Version 5.x has been out of support since December 13, 2022, and this corresponding section of the documentation is no longer maintained. We strongly recommend upgrading to a supported version.

Using JWTs

On ASP.NET Core, you typically use the JWT authentication handler for validating JWT bearer tokens.

Validating a JWT token

First you need add a reference to the authentication handler to your API project:

<PackageReference Include="Microsoft.AspNetCore.Authentication.JwtBearer" />

If all you care about, is making sure that an access token comes from your trusted IdentityServer, the following snippet shows the typical JWT validation configuration for ASP.NET Core:

public class Startup
{
    public void ConfigureServices(IServiceCollection services)
    {
        services.AddAuthentication(JwtBearerDefaults.AuthenticationScheme)
            .AddJwtBearer(options =>
            {
                // base-address of your identityserver
                options.Authority = "https://demo.duendesoftware.com";

                // audience is optional, make sure you read the following paragraphs
                // to understand your options
                options.TokenValidationParameters.ValidateAudience = false;

                // it's recommended to check the type header to avoid "JWT confusion" attacks
                options.TokenValidationParameters.ValidTypes = new[] { "at+jwt" };
            });
    }
}

On .NET Core 3.1 you need to manually reference the System.IdentityModel.Tokens.Jwt Nuget package version 5.6 to be able to check the type header.

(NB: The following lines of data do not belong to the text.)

PR #2316, opened 2022-06-14
chore: add integration label and merge security label

itaysk:
Integration label can be used to signal something as not related to Trivy itself but to the usage of it somewhere else. For example, issue about Trivy CircleCI integration.
I believe the "vulnerability" label and the "security label are the same

### DIFF
--- a/misc/triage/labels.yaml
+++ b/misc/triage/labels.yaml
@@ -32,7 +32,10 @@ labels:
   description: Categorizes issue or PR as related to a unit/integration test.
 - name: kind/security
   color: f4dddc
-  description: security issues
+  description: Categorizes issue or PR as related to Trivy's own security or internal vulnerabilities.
+- name: kind/integration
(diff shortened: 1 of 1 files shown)


misc/triage/labels.yaml
```diff
@@ -32,7 +32,10 @@ labels:
   description: Categorizes issue or PR as related to a unit/integration test.
 - name: kind/security
   color: f4dddc
-  description: security issues
+  description: Categorizes issue or PR as related to Trivy's own security or internal vulnerabilities.
```
knqyf263, line 35:
```suggestion
  description: Categorizes issue or PR as related to Trivy's own security or internal vulnerabilities.
  from: vulnerability
```

itaysk: what does "from" mean?

knqyf263 (approved):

Adding audience validation

Simply making sure that the token is coming from a trusted issuer is not good enough for most cases. In more complex systems, you will have multiple resources and multiple clients. Not every client might be authorized to access every resource.

In OAuth there are two complementary mechanisms to embed more information about the “functionality” that the token is for - audience and scope (see defining resources for more information).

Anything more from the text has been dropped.